* Task
Please state how many lines of the records hold the string "backend", giving nothing but the number.

Stored data entries:
----------

PR #2643, opened 2026-09-04
🐛(backend) serve the static files of the admin without whitenoise

lunika:
## Purpose

We previously removed whitenoise because its middleware is not compatible is not compatible with the ASGI application. But without it, static file for the admin are not served anymore. This commit allow to serve them using the static view from django. This view should not be used in production but we are only using it for the admin, which is not used a lot and a settings is also added to disable it if you want to serve static from a dedicated nginx for example.

## Proposal

* [x] 🐛(backend) serve the static files of the admin without whitenoise


lunika:
Other implementation in #2644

----------

* Exercise response
2